Source-backed implementations are provided below for direct study and interview prep.

// Accepted solution for LeetCode #3771: Total Score of Dungeon Runs
// Auto-generated Java example from go.
class Solution {
    public void exampleSolution() {
    }
}
// Reference (go):
// // Accepted solution for LeetCode #3771: Total Score of Dungeon Runs
// package main
// 
// import "sort"
// 
// // https://space.bilibili.com/206214
// func totalScore1(hp int, damage []int, requirement []int) (ans int64) {
// 	sum := make([]int, len(damage)+1)
// 	for i, req := range requirement {
// 		sum[i+1] = sum[i] + damage[i]
// 		low := sum[i+1] + req - hp
// 		j := sort.SearchInts(sum[:i+1], low)
// 		ans += int64(i - j + 1)
// 	}
// 	return
// }
// 
// func totalScore(hp int, damage, requirement []int) int64 {
// 	n := len(damage)
// 	sum := make([]int, n+1)
// 	ans := n * (n + 1) / 2
// 	for i, req := range requirement {
// 		sum[i+1] = sum[i] + damage[i]
// 		low := sum[i+1] + req - hp
// 		if low > 0 {
// 			ans -= sort.SearchInts(sum[:i+1], low)
// 		}
// 	}
// 	return int64(ans)
// }
Step 06

Interactive Study Demo

Use this to step through a reusable interview workflow for this problem.
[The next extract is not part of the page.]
PR #7490, opened 2023-09-12
SpdxDocumentReporter: Adhere to detected licenses when computing extracted license info

fviernau:
This eliminates one type of violation of the SPDX spec V 2.2 from produced documents.

See individual commits.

Press Step or Run All to begin.
Step 07

Complexity Analysis

Time
O(log n)
Space
O(1)

Approach Breakdown

LINEAR SCAN
O(n) time
O(1) space

Check every element from left to right until we find the target or exhaust the array. Each comparison is O(1), and we may visit all n elements, giving O(n). No extra space needed.

BINARY SEARCH
O(log n) time
O(1) space

Each comparison eliminates half the remaining search space. After k comparisons, the space is n/2ᵏ. We stop when the space is 1, so k = log₂ n. No extra memory needed — just two pointers (lo, hi).

Shortcut: Halving the input each step → O(log n). Works on any monotonic condition, not just sorted arrays.
Coach Notes

Common Mistakes

Review these before coding to avoid predictable interview regressions.

Off-by-one on range boundaries

Wrong move: Loop endpoints miss first/last candidate.

Usually fails on: Fails on minimal arrays and exact-boundary answers.

Fix: Re-derive loops from inclusive/exclusive ranges before coding.

Boundary update without `+1` / `-1`

Wrong move: Setting `lo = mid` or `hi = mid` can stall and create an infinite loop.

Usually fails on: Two-element ranges never converge.

Fix: Use `lo = mid + 1` or `hi = mid - 1` where appropriate.